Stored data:
• • •
PR #908, opened 2022-04-25
pd: RawKV GC SafePoint API

AmoebaProtozoa:
As described by https://github.com/tikv/rfcs/pull/90

Added 5 new RPC services as well as their corresponding messages related to RawKV GC


pingyu (approved):
LGTM~

pingyu:
@nolouch @MyonKeminta @TonsnakeLin PTAL, thanks ~

proto/pdpb.proto
```diff
@@ -73,6 +73,16 @@ service PD {
 
     rpc UpdateServiceGCSafePoint(UpdateServiceGCSafePointRequest) returns (UpdateServiceGCSafePointResponse) {}
 
+    rpc GetAllServiceGroups(GetAllServiceGroupsRequest) returns (GetAllServiceGroupsResponse) {}
```
nolouch, line 76: Can we use standalone like `gcpb.proto` ?

AmoebaProtozoa: do you mean both the `message` and `rpc` or just the `message`?
and should we also move old GC interface to a separate file?

AmoebaProtozoa: It's hard to separate out `gc` related messages as they depends on `RequestHeader` and `ResponseHeader`

proto/pdpb.proto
• • •
- Work request:
Return the lines above that include the string "returns".

- Output for this task:
     rpc UpdateServiceGCSafePoint(UpdateServiceGCSafePointRequest) returns (UpdateServiceGCSafePointResponse) {}
+    rpc GetAllServiceGroups(GetAllServiceGroupsRequest) returns (GetAllServiceGroupsResponse) {}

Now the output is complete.